What you are asked to do:
Among the entries below, find every line that has "build" and pull it out.

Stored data
=== Begin Enclosure ===

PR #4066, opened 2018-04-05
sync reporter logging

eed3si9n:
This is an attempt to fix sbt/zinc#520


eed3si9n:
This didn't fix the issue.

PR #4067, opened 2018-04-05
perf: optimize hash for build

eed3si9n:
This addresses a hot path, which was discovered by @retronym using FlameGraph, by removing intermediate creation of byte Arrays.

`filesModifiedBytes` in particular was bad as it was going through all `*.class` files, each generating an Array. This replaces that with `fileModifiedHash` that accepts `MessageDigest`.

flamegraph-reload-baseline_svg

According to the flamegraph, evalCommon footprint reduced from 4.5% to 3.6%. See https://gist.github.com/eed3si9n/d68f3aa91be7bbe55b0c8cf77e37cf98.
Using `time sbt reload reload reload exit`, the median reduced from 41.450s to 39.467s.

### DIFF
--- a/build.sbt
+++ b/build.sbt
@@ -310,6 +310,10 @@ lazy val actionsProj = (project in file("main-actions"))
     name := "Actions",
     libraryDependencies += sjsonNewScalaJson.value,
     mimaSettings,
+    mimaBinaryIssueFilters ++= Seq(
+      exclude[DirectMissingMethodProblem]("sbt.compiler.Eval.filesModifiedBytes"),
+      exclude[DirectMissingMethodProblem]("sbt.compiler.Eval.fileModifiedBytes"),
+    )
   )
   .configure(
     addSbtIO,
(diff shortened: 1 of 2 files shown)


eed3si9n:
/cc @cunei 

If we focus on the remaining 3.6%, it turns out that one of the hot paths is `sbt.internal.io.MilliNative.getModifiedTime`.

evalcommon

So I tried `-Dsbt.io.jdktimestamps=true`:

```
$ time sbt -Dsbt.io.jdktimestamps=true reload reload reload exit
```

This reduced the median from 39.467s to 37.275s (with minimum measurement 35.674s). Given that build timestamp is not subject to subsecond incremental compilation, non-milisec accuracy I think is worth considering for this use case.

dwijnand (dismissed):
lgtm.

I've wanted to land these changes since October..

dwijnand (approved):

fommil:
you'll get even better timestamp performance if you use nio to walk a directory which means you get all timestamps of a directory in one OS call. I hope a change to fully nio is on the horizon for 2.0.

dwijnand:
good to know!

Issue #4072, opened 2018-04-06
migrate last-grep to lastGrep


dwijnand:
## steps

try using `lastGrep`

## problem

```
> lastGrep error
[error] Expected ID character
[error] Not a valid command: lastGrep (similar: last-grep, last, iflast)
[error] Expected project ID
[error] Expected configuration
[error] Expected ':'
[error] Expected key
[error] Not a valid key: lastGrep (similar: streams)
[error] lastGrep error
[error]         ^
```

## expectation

=== End Enclosure ===

Expected answer:
perf: optimize hash for build
--- a/build.sbt
+++ b/build.sbt
This reduced the median from 39.467s to 37.275s (with minimum measurement 35.674s). Given that build timestamp is not subject to subsecond incremental compilation, non-milisec accuracy I think is worth considering for this use case.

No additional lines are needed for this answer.